There are times when you need answers in order to make correct decisions for your business.
Decisions such as "Should I invest in the latest equipment for our surgery?" or "I wonder if adding a mobile unit would be a wise decision" to "Should we put review cards in our lobby or have the staff hand them to the owners when they are done with their appointment?"
Asking questions is important; asking the right questions is vital.
In fact, if you aren't asking the right questions or you're asking the wrong questions, you could be heading for big trouble.
First, you have to ask the right questions of the right audience. This sounds simple enough, but often this is the most difficult thing to get right. Ultimately in a service business, the right audience is your customer.
But what questions should you ask, when should you ask and what is the best way to ask them can often stop you in your tracks.
From emails to surveys to questionnaires in the office - there are many ways to get your question across.
I recently came across an excellent article on the website Negotions.com that provides some good answers that I found useful. I've excerpted some of the article here and provided a link to the entire article afterwards.
How do I ask Customer Questions?
|What questioning techniques will best help me determine my customer's needs and motives?|
There are several different types of questions that you can use when trying to understand the needs and concerns of a client. Careful not to start with closed ended questions. Closed ended questions can only be answered with a “yes” or “no”. Following are the more productive types of questions to ask. When eliciting information, phrase your question to get a response that includes the information that you want to elicit from your customer.
1. Open-ended questions
These are the best sort of questions to start with, as they usually require a detailed elaboration and cannot be answered with a simple ‘yes’ or ‘no’ response.

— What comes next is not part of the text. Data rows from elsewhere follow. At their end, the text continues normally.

Issue #994, opened 2026-08-27
evals-6's first lease redded a PR: BENCH_GITHUB_TOKEN can't read the new pool repos' ledgers; new projects should be eval-proven before Boskos registration


jayantid:
`kube-agents-evals-6` was registered into the Boskos pool sometime after #979 merged (2026-08-26 21:05Z said "provisioned and verified but no Boskos entry yet"), and this morning's smoke run on PR #956 was the first eval ever to lease it — [build `2092820036916875264`](https://oss.gprow.dev/view/gs/kube-agents-prow/pr-logs/pull/gke-labs_kube-agents/956/pull-kube-agents-smoke-test/2092820036916875264). Two tasks failed, and both are first-contact gaps with the new project rather than the PR under test. Until they close, **any audit-carrying run that leases evals-4/-5/-6 reds its PR**, so a lease from the new projects is currently a coin-flip presubmit failure.

## 1. `BENCH_GITHUB_TOKEN` cannot validate ledgers on the new repos — #979's own unconfirmed item, now confirmed the wrong way

`compliance-rbac-overgrant` failed `VerificationCorrectness=0.0` on evals-6 — while the agent-side path worked perfectly:

- Ledger issue **kube-agents-evals-6-infra#1** exists: "[audit] Security & RBAC Posture Audit — 13 findings (6 critical)", filed 04:41Z mid-run, names `debug-binding` → `cluster-admin`. So the minter, App installation, gitRepo wiring, and `audit_report.py` all work on the new project.
- `hack/fleet-kubeconfigs.sh` reported `7 role(s) written … 0 whose fixtures were not present (project kube-agents-evals-6)`.

What failed is the *verification* read-back: `ledger_issue_contains` reads the ledger with `BENCH_GITHUB_TOKEN`, and #979's A4 note said whether that token carries `issues: read` on the pool repos was "not observable from this repository and has not been confirmed." For the original three repos, the 2026-08-26 runs on evals-3 confirmed it works (compliance passed its ledger checks twice). For the new repos it evidently does not — consistent with a credential scoped to a repository list that predates the expansion.

**Ask:** extend the token's scope (or regenerate it) to cover `kube-agents-evals-4/-5/-6-infra`, and make "the bench token can read the new repo's issues" a check in `scripts/verify_ci_pool_project.py` — the current verification proves the provisioning half but not the eval-runner half, which is exactly the half that failed on first contact.

## 2. First-contact task variance on the new fleet (softer, for awareness)

[...]

Issue #987, opened 2026-08-26
Smoke runs upload no artifacts: results.json never leaves the pod, so no flake rates, no judge-drift evidence, no #899 fixtures


jayantid:
Nothing a smoke run produces survives the pod. The Prow GCS prefix for `pull-kube-agents-smoke-test` builds contains only the entrypoint's own files — `build-log.txt`, `clone-log.txt`, `clone-records.json`, `finished.json`, `podinfo.json`, `prowjob.json`, `sidecar-logs.json`, `started.json`. There is no `artifacts/` prefix: `results.json`, the per-task scored records, and `hack/ci-eval-pr.sh`'s own `scoring_failure_*.log` / `resource_prep_failure_*.log` never leave the pod. (The script already writes them to `${ARTIFACTS:-/tmp/artifacts}` — the copy destinations exist in the code; the uploads just never appear, so either `${ARTIFACTS}` is unset in this job or the sidecar is not picking the directory up. First step is establishing which.)

## What this costs, concretely

- **No flake statistics.** `kube-agents-testing-plan.md` gates on pass-rate *drops* over repeated runs; there is no run history to compute a rate from. Every flake triage so far (issue #957, the 2026-08-26 run) has meant scraping `build-log.txt` by hand and, when the log had already rotated, losing the evidence entirely.
- **No fixtures for the scoring engine.** Issue #899's lane says to develop the comparator against "a handful of real `results.json` records" captured now. The 2026-08-26 run alone produced five records including two genuinely pathological ones (a 502 graded as an answer; a task whose worker completed while the harness was deaf). All gone.
- **No baselines later.** #899's non-inferiority gate compares a PR's pass rate to `main`'s; that requires persisted per-run records keyed on the five-version tuple. This upload is the prerequisite.
- **Judge-drift evidence is anecdote.** `agent-kanban-smoke`'s OutcomeValidity has drifted 0.5 → 0.5 → 0.3 across runs and `compliance-rbac-overgrant` scored 0.1 with exact checks green (2026-08-26); with persisted records these are a query, without them they are screenshots.

## Shape of the fix

1. Establish why the existing `${ARTIFACTS}` copies do not surface: whether the Prow job wires `artifacts:` / the env var, and whether the decoration sidecar uploads the directory. This may be an oss-test-infra change, a script change, or both.
2. Upload per task: `results.json` (the scored record), and keep the existing failure-log copies.
[...]

Issue #986, opened 2026-08-26
Delegation-path transport exhaustion is still graded: route status-turn 502s to INFRA and reset the tunnel between retries


jayantid:
#959 fixed the opening turn: a transport failure there is retried with a tunnel reset, and exhaustion returns the `KUBE_AGENTS_INFRA_FAILURE` marker so `hack/ci-eval-pr.sh` classifies the task INFRA instead of grading a proxy error page. **The delegation-poll path got neither half.** In `_await_delegated_work`, a status turn that fails in transport is retried up to `_MAX_TRANSPORT_FAILURES`, but:

1. **Exhaustion is appended and graded, not classified.** The retry-exhausted branch appends "status turns failed in transport N times running" to `result.errors` and proceeds to validation — the record reaches the judge and the task reds the PR as a quality failure.
2. **Retries go through the same dead tunnel.** The backoff is one poll interval; there is no `_reset_port_forward` between attempts, so the live-listener-dead-upstream state #959 documented for the opening turn is unescapable here too.

## Observed, 2026-08-26

Build `2092638061140643840`, task `upgrade-readiness-lagging-cluster`: three `status turn failed (n/3): HTTP 502` at 16:38/16:43/16:49 (each poll hung ~300s against the dead endpoint first). **The delegated worker was alive the whole time — it filed ledger issue #3 (7 findings, `seeded-b` ×36, `master-behind` ×9) at 16:42Z, mid-outage.** The task scored `VerificationCorrectness=0.0` and redded the run. Work done, evidence published, harness deaf, PR blamed.

## Fix shape

Mirror the opening turn:
- `_reset_port_forward(local_port)` between status-turn retries (absorbing its `RuntimeError` the same way, counted not raised).
- On exhaustion, return `_infra_failure(...)` (empty output, marker on `errors[0]`) instead of appending-and-grading, so the classifier routes the task to `INFRA_FAILED_TASKS`. The all-INFRA guard (`EVAL_INFRASTRUCTURE_DOWN`) still catches a fully dead endpoint.
- Tests mirroring `bench/tests/test_harness.py`'s opening-turn set: storm→INFRA, recovery-on-retry→normal, reset-called-between-attempts, respawn-failure-absorbed. The existing stub already has `fail_on`/`drop_on` knobs.

## Scope note

[...]

PR #995, opened 2026-08-27
fix(ci): grant the Prow runner its project roles and check the platform GSA both ways

lapis2002:
## Summary

A presubmit doesn't run inside the project it tests. It runs on `build-kube-agents`, leases a project from Boskos, and reaches in as `prowjob-default-sa@kube-agents-prow` — an account external to the pool project, whose grant nothing in that project's own configuration implies. So `kube-agents-evals-4` through `-6` were provisioned, verified green, and registered without it, and stayed that way until a lease of `-6` failed on `Required "container.clusters.get" permission(s)`. This PR makes the provisioning script grant those roles and the verifier refuse to pass a project missing them, and does the same for the platform agent's own read-only role set, which had drifted the other way — older projects still hold the `container.admin` grants #961 removed from the module, because re-running the install doesn't strip what it no longer grants.

## Why This Change

The pool exists to be leased at random. That's what makes divergence between projects expensive: a project missing the runner's roles doesn't fail its own presubmits, it fails whichever pull request draws it, and the failure names a permission rather than the project. Six projects are onboarded and #903 takes the pool to fifteen, so every gap that isn't codified now is nine more chances to repeat by hand.

The platform GSA is the same problem pointed at grading rather than at CI. It's the identity the agent under test authenticates as, so a project where it holds more than the read-only eight lets an eval case pass on the grant instead of on the agent — and with random leasing, the same case grades differently depending on which project it lands in.

## What Changed

- `scripts/provision_ci_pool_project.sh` grants the twelve project roles `kube-agents-evals` holds. Matched literally rather than derived from permissions: the set isn't minimal, but matching a project that presubmits have passed on is the point. No Artifact Registry role — `hack/ci-deploy.sh` pushes through `gcloud builds submit`, so Cloud Build holds those credentials and this account never touches the registry.
- `scripts/verify_ci_pool_project.py` checks both identities off one `get-iam-policy` read. The runner's set is checked for absences only; the platform GSA's is checked in both directions, because an extra role there is the failure mode. Conditional bindings count for neither — a condition narrows when a grant applies, not who holds it, so counting one would pass a project the runner still cannot use. `allUsers` and `allAuthenticatedUsers` are reported whatever the condition, and separately from both sets, because the two membership scans look for one literal member each and would not see them. A denial on that read reports as unverified rather than as both identities holding nothing, per #1008's model, which this branch merges.
- Two unit tests bind the hardcoded role lists to the places that grant them. The platform GSA's eight must equal `terraform/modules/kube-agents-iam`'s `project_roles` default *and* its `local.read_only_roles`; the runner's twelve must equal the `for role in …` loop in the provisioning script and the repair block on the prerequisites page. All three copies of the runner set agreed by hand and nothing bound them, which is how #966 stayed invisible: a role dropped from the script leaves a project the verifier still passes, registered, dying on its first lease.
- Three verifier checks that could pass wrongly. `_mapping_row_present()` matched unanchored, so `kube-agents-evals)` matched inside the `-2` row and a project read as mapped when its `case` arm was never written; it also accepted a commented-out row, `-infra-old`, and — via `echo\s*` — `echo` with no space after it, which is a command shell cannot find and which quoting does not save, since word splitting runs before quote removal. `_upstream_remote()` matched the slug as a URL suffix, so `not-gke-labs/kube-agents` and the right path on any host both resolved as the merge target; narrowing it then over-rejected `ssh://git@github.com:22/gke-labs/kube-agents` (the port parsed into the path) and `https://github.com/GKE-Labs/kube-agents` (the host was lowercased, the path wasn't). Both are URLs `git clone` accepts.
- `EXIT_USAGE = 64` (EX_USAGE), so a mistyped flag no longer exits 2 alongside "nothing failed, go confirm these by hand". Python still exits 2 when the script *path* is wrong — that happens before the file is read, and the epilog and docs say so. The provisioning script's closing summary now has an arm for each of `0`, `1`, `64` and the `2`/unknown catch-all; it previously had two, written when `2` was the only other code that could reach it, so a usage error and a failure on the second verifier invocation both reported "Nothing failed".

They consist of using variations of who, what, where, when, why, and how. The respondent has no alternative but to elaborate:
Examples: “How did you arrive at that particular price?”
“What are your goals?”
“Why is this your biggest challenge right now?”

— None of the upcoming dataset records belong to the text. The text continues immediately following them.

Issue #992, opened 2026-08-26
docs: two Cluster Agent scripts cite a docs/designs/ file that does not exist


dshnayder:
Two Cluster Agent scripts cite a design document that does not exist:

- `agents/platform/scripts/cluster_agent_reconcile.py:33` — "see docs/designs/fleet-handover-retirement.md §4"
- `agents/platform/scripts/cluster_agent_profile.py:90` — "(see docs/designs/fleet-handover-retirement.md)"

`ls docs/designs/` lists 17 `.md` files and none by that name, and the path is absent from the documentation map's inventory in `docs/README.md`.

### Why nothing caught it

`docs-check-links` walks `.md` and `.mdx` only, so a dangling path inside a `.py` comment is invisible to `make docs-check`. Both citations sit in header comments that carry load-bearing rationale — the reconcile one is the justification for why the script behaves as it does on handover — so a reader who follows the pointer to check the reasoning finds nothing, and cannot tell whether the design was renamed, folded into another document, or never written.

### Suggested fix

Work out which of the two it is and act accordingly:

- if the content moved, repoint both citations at the document that absorbed it;
- if it was never written, drop the citations and inline the one or two sentences of rationale they were standing in for.

Worth considering alongside it: whether `docs-check-links` should grep `docs/designs/...` references out of `.py`/`.go` comments too. Every such citation is a claim the toolchain currently cannot check, and this is the second category of unverifiable identifier to surface in the same file (see #991).

Found by the `review-docs-drift` pass on the branch for #989 (finding A7). That branch edits the comment block immediately after the `cluster_agent_reconcile.py` citation, but the line also collides with open PR #871, so it is filed rather than fixed there.

bradhoekstra:
Taking this. The document was written on the old `feat/mvp` branch (dc3e4913) and never reached `main`, so there is nothing to repoint to: I'll drop both citations and inline the rationale, pointing at the docs that exist, and extend `docs-check-links` to verify `docs/designs/` and `docs/architecture/` paths cited from `.py`/`.go`/`.sh` so this class cannot recur.

Issue #991, opened 2026-08-26
docs(platform): SOUL.md tells the Platform Agent the reconcile job does not create profiles


dshnayder:
`agents/platform/SOUL.md:168` tells the Platform Agent that the reconcile job does not create profiles:

> The hourly `cluster-agent-reconcile` job is the delete-side backstop — it prunes an orphaned profile once its cluster is definitively gone — **but it does not create profiles, so the create side is on you.**

That has not been true since the create direction landed. Three other surfaces describe an active create direction:

- `agents/platform/scripts/cluster_agent_reconcile.py` — the CREATE pass ensures every cluster in the project has a profile, including the management cluster, excepting `RECONCILE_EXCLUDE` names.
- `agents/platform/skills/cluster-agent-lifecycle/SKILL.md` §"Automatic reconciliation (create and prune)" — "drives the roster in **both** directions".
- `docs/site/src/content/docs/concepts/cluster-agents.md:24`.

### Why it matters more than an ordinary stale sentence

This is the persona file, loaded into every Platform Agent session before the first prompt, and it contradicts the skill doc the same agent is told to follow. The sentence also carries an instruction — "the create side is on you" — so an agent that believes it may create profiles the reconcile job would have created anyway, or treat a roster gap as damage to repair. `SKILL.md` explicitly warns against exactly that: "Do not repair the roster from other work by calling `cluster_agent_profile.py` directly — a profile created for an excluded cluster is one the next run will prune."

### Suggested fix

Reword `SOUL.md:168` so the invariant survives but the factual claim goes: the job reconciles in both directions, and onboarding/teardown remain the primary path with the job as the safety net. Keep it short — this file is inside the always-loaded context budget.

Found by the `review-docs-drift` pass on the branch for #989 (finding A6), which touches the `SKILL.md` sentence on the other side of this contradiction but not `SOUL.md`. Filed rather than fixed there to keep that change scoped.

bradhoekstra:
Fixed by #871. `agents/platform/SOUL.md` now describes the hourly reconcile job as "the backstop on both sides", creating a profile for a managed cluster that has none and pruning an orphaned one; the "does not create profiles, so the create side is on you" sentence is gone. Closing.

PR #996, opened 2026-08-27
fix(cron): post the Cluster Agent reconcile summary to every configured chat platform

### LINKED ISSUE #989: fix(cron): the Cluster Agent reconcile summary is hardcoded to Google Chat and is lost entirely on a Slack-only install
## Summary

The hourly `cluster-agent-reconcile` job posts its summary to Google Chat and only Google Chat, on every install, whatever `spec.integration` says. The destination is a string literal:

[`agents/platform/scripts/cluster_agent_reconcile.py:264-277`](https://github.com/gke-labs/kube-agents/blob/main/agents/platform/scripts/cluster_agent_reconcile.py#L264-L277)

```python
def _notify(message: str) -> None:
    """Post a summary to the user's Google Chat home channel (best-effort)."""
    try:
        subprocess.run(
            ["hermes", "send", "--to", "google_chat", message],
            capture_output=True, text=True, check=True, timeout=30, env=_run_env(),
        )
    except Exception as e:  # noqa: BLE001 - notification is best-effort; never fail the run
        log(f"Failed to post reconcile notification: {e}")
```

There is no platform resolution on this path at all. This is the only runtime `hermes send` in the repository with a hardcoded platform — the other two resolve it (`session_kv_server.py:713,1298` via `get_active_platform()`; `platform_mcp_server.py:796` via `get_enabled_platforms()`).

Reported by a user who sees `🔧 Cluster Agent reconcile … ➕ created 1 profile(s): <cluster>` arrive in Google Chat and never in Slack.

## Impact, by install shape

- **Both platforms enabled** — the summary reaches Google Chat only. Slack users never learn that a Cluster Agent profile was created or pruned.
- **Slack only** — the summary reaches nobody, silently. `hermes send` fails with `No home channel set for google_chat to determine where to send the message` ([`tools/send_message_tool.py:459`](https://github.com/NousResearch/hermes-agent/blob/main/tools/send_message_tool.py)), and the bare `except` above swallows it into one stderr line, `[CLUSTER-RECONCILE] Failed to post reconcile notification:`. The cron run still exits 0 and is recorded as successful.

The second case is the worse one. Profile creation and pruning are the two events the [lifecycle invariant](https://github.com/gke-labs/kube-agents/blob/main/agents/platform/SOUL.md) says a human should know about, and on a Slack-only install nothing surfaces them.

## Why the relay does not cover it

`cluster-agent-reconcile` is `no_agent: true` with `"deliver": "local"` ([`agents/chat/defaults/cron/jobs.json:18-30`](https://github.com/gke-labs/kube-agents/blob/main/agents/chat/defaults/cron/jobs.json#L18-L30)), so it self-posts and never enters the Chat Agent relay added by #731. #731 edited `agents/platform/cron/jobs.json`, a different roster, and does not touch this file.

## Not a regression

`git log -L 264,278:agents/platform/scripts/cluster_agent_reconcile.py` returns two commits: `aca5b5cf` (#441, 2026-07-28), which introduced `_notify` with `google_chat` already hardcoded, and `994d9142`, which added a docstring paragraph and changed no behaviour. It has been this way since the job shipped.

## Relationship to the neighbouring bugs

This is the third variant of one problem — "which chat platform should this message go to" — answered three different ways in three files:

| Site | Resolver | Returns | State |
| --- | --- | --- | --- |
| `session_kv_server.get_active_platform` | config.yaml → `SLACK_RELAY_URL` → `google_chat` | one platform, Slack-first | detection fixed by #855 |
| `platform_mcp_server.get_enabled_platforms` | config.yaml → `SLACK_BOT_TOKEN`/`SLACK_HOME_CHANNEL` → `google_chat` | a list | #735 open |
| `cluster_agent_reconcile._notify` | none | `google_chat`, always | this issue |

#742 and #743 cover the first two and are assigned; #742's own suggested fix says "consolidating both onto one helper would fix that class of bug outright". This issue is the third call site that consolidation has to reach, and it is not mentioned in either.

Worth stating because it changes what "fixed" means here: #855 made `get_active_platform` prefer Slack, so on a dual-platform install the event-watcher alerts moved from Google Chat to Slack on 2026-08-25. Adopting that helper here would move the reconcile summary out of Google Chat rather than add it to Slack. The fix needs the list-returning shape, not the single-platform one.

## Proposed fix

Resolve the enabled chat platforms and post to each, using signals that survive the credential proxy — `GOOGLE_CHAT_RELAY_URL` and `SLACK_RELAY_URL`, which the operator sets on the agent container exactly when the corresponding `spec.integration.<p>.enabled` is true ([`platformagent_manifests.go:1872-1930`](https://github.com/gke-labs/kube-agents/blob/main/k8s-operator/internal/controller/platformagent_manifests.go)) — rather than from a bot token the container deliberately does not hold.

Put the resolver in one dependency-free module under `agents/platform/scripts/` so #742 and #735 have somewhere to converge, instead of adding a fourth private copy. Keep `google_chat` as the last-resort default so an install that resolves nothing behaves as it does today.

Note for whoever picks this up: **PR #871 edits this exact `_notify` block** (`"hermes"` → `HERMES_BIN`) and restructures `_format_notification` and `main()` around it. Coordinate or rebase.

## Environment

Read from `main` @ `868d9917`. Reported against a fresh install; the code history above says it reproduces on every install since #441.

---

<sub>Investigated and filed with the help of Claude.</sub>

dshnayder:
## Summary

The hourly `cluster-agent-reconcile` cron job posts a summary whenever it creates or prunes a Cluster Agent profile, and that summary was hardcoded to `hermes send --to google_chat`. On a Slack-only install nobody ever sees it: the roster changes silently and the one signal that a profile was created or an orphan pruned is dropped on the floor. This PR replaces the literal with a resolver — a new dependency-free module, `agents/platform/scripts/chat_platforms.py` — that works out which chat platforms the install actually has enabled and sends one message per platform, falling back to Google Chat when it can resolve none. The interesting part is not the loop; it is where the answer comes from. A `no_agent` cron child is a hostile environment for this question: Hermes' `build_subprocess_env` strips every plugin-declared `messaging` variable, so `*_HOME_CHANNEL` is gone, and the bot tokens live in the credential-proxy container, not this one. What does survive is the relay URL the operator renders under `spec.integration.<platform>.enabled`, and that is what the resolver keys on — but only third, after the operator's own answer in the managed scope at `/etc/hermes/config.yaml` and then the profile's own `config.yaml`.

## Why This Change

A Slack-only install gets no reconcile summary at all. That is the whole of #989. The reconcile job is the safety net that closes the loop when a cluster is deleted out-of-band, and its summary is the only place an operator learns that the net caught something — so on Slack the roster drifts and prunes happen unannounced. Without this fix, the job keeps working and keeps telling nobody.

This is also the third resolver in the tree to answer "which chat platforms are on". `session_kv_server`'s copy was fixed by #855 and then rewritten by #1111 into the same three-source, per-platform shape this module has — the two were written independently and arrived at the same order and the same precedence, which is some evidence it is the right one. `platform_mcp_server.get_enabled_platforms` is still wrong and still open under #735. Rather than add a fourth private answer, this one is a module the others can adopt.

## What Changed

- **`agents/platform/scripts/chat_platforms.py`** (new) — the resolver. `enabled_chat_platforms()` returns platforms in a stable order (`google_chat`, then `slack`), consulting three sources most-specific-first — the operator's managed scope, then the profile's own `config.yaml`, then the environment — per platform rather than per source, so a file that names only Slack cannot hide a Google Chat a lower-precedence source knows about. It never returns empty: with nothing resolvable it falls back to `google_chat`, which is exactly the pre-#989 behaviour, so an install this cannot read is no worse off than it was. It imports nothing beyond `os`, `sys` and `yaml` — deliberately, because a `no_agent` cron script must not pay for a FastMCP import to find out where to send one message, and there is a test that fails if that ever changes.
- **`agents/platform/scripts/cluster_agent_reconcile.py`** — `_notify` loops over the resolved platforms instead of hardcoding `google_chat`. Each send is in its own `try`: one platform being unreachable must not cost the others their message, and none of them may cost the run its exit code.
- **`agents/platform/skills/cluster-agent-lifecycle/SKILL.md`** — the reconcile section now states the actual contract, including the fallback, rather than promising "every enabled platform" unconditionally.
- **`docs/README.md`** — a row in the identifier-source table pointing at `chat_platforms.py` as the source of truth for which platforms an install posts to, in what order, and what happens when none resolve.
- **`agents/platform/scripts/agent_common_server.py`** — comment only. It hard-coded a *count* of the readers of the platform env var, which this change falsifies, and named a function that does not exist.

## Context

- Fixes #989.
- Filed while reviewing this change, both pre-existing and untouched here: #991 (`SOUL.md:168` says the reconcile job "does not create profiles", contradicted by the script, SKILL.md and the concepts doc) and #992 (`cluster_agent_reconcile.py` and `cluster_agent_profile.py` both cite `docs/designs/fleet-handover-retirement.md`, which does not exist; `docs-check-links` only walks `.md`, so nothing catches a dead link cited from Python).
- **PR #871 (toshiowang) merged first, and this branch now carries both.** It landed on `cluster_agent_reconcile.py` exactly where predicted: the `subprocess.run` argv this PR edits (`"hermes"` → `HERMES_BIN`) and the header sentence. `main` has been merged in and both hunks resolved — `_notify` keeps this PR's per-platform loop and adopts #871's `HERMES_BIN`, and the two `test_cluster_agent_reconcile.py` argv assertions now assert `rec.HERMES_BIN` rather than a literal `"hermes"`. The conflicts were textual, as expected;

2. Open opportunity questions
This form of question invites the customer to participate and offer their personal views.
Example: “What do you think of this option as a solution?”
3. Leading Questions
Try to guide the customer to a point of view in a persuasive manner. Be very careful and sparing with these types of questions.
Example: “So if you were to save $1 million through using our product, would it have been a worthwhile purchase?
4. Probing Questions
When you need to gain a better insight into a person’s thought process to further illuminate their rationale or position.
Examples: “Could you provide us with more detail in how you analyzed the data?”
“What path did you take to arrive at that solution?”
5. Emotional thermometer
There are occasions when you will sense that something might be starting to boil beneath the surface. You may wish to address a pending emotional response that might otherwise de-rail your sale if left unchecked. So check how the other person feels.
Examples: “How do you feel about the third option?”
“You don’t look happy, may I ask why?”
Here is a link to the whole article: http://www.negotiations.com/questions/customer-questions/
Asking the right questions of the right people, be it customers, staff, friends or family, will give you the answers that help you achieve the results you want.